##### EXTRACTED INFORMATION

Issue #12923, opened 2019-03-28
[feat]: make analytics notice more obvious


DSchau:
## Description

Surfaced in #12922, it seems apparent that the telemetry notice--while helpful--can easily be overlooked as a wall of text from other logging draws more attention.

To remediate, I propose we make the telemetry notice more obvious so that users are aware of the opt-out nature and that we are beginning to track on telemetry data.

_Note: curious about this telemetry data? Check out https://gatsby.dev/telemetry for more info_

## Ideas

I have a few ideas for how to make the notice more apparent:

- Usage of color
    - e.g. chalk.blue, chalk.bold, etc. could be used to separate the notice from other logging
- Usage of padding and/or a tool like [boxen](https://github.com/sindresorhus/boxen)
- Moving the notice to a different phase in Gatsby core, e.g. in Gatsby bootstrap

KyleAMathews:
Just came here to suggest boxen too :-)

DSchau:
@KyleAMathews when we roll out the Ink functionality (cc @wardpeet) there's even an [Ink component, too](https://github.com/sindresorhus/ink-box).

PR #13597, opened 2019-04-24
feat(gatsby-telemetry): Clearer notice through `boxen`

LekoArts:
## Description

image

- Added a blue box around the message
- Added a line-break due to text wrapping: https://github.com/sindresorhus/boxen/issues/16
- Put the notice into its own function for re-usability

## Related Issues

Fixes https://github.com/gatsbyjs/gatsby/issues/12923

The reposition of the note to "after bootstrap" wasn't pursued as (after talking with @jamo) this would mean a bigger rewrite. Due to the discussion about the CLI in general & Ink this idea was postponed.

---

### Purple version

We could also choose any other color, e.g. purple

image

### DIFF
--- a/packages/gatsby-telemetry/src/postinstall.js
+++ b/packages/gatsby-telemetry/src/postinstall.js
@@ -1,4 +1,4 @@
-const notice = require(`./notice`)
+const showAnalyticsNotification = require(`./showAnalyticsNotification`)
 
 let enabled = false
 try {
@@ -7,7 +7,7 @@ try {
   const config = new Configstore(`gatsby`, {}, { globalConfigPath: true })
   enabled = config.get(`telemetry.enabled`)
   if (enabled === undefined && !ci.isCI) {
-    notice()
+    showAnalyticsNotification()
   }
 } catch (e) {
   // ignore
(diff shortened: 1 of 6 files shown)


packages/gatsby-telemetry/src/postinstall.js
```diff
@@ -1,15 +1,13 @@
...
   const Configstore = require(`configstore`)
   const config = new Configstore(`gatsby`, {}, { globalConfigPath: true })
   enabled = config.get(`telemetry.enabled`)
   if (enabled === undefined && !ci.isCI) {
-    console.log(
-      `Gatsby has started collecting anonymous usage analytics to help improve Gatsby for all users.\n` +
-        `If you'd like to opt-out, you can use \`gatsby telemetry --disable\`\n` +
-        `To learn more, checkout http://gatsby.dev/telemetry`
-    )
+    notice()
```
wardpeet: I'm more in favour of renaming the function or putting the text back here and in telemetry.

if we rename it I would go for
```suggestion
    showAnalyticsNotification()
```

LekoArts: Done 👌

sidharthachatterjee:
Published in `gatsby-telemetry@1.0.8`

##########

◆ WORK REQUEST ◆
The lines to return are those in the material above that hold "showAnalyticsNotification".

◆ SOLUTION FOR THIS EXERCISE ◆
+const showAnalyticsNotification = require(`./showAnalyticsNotification`)
+    showAnalyticsNotification()
    showAnalyticsNotification()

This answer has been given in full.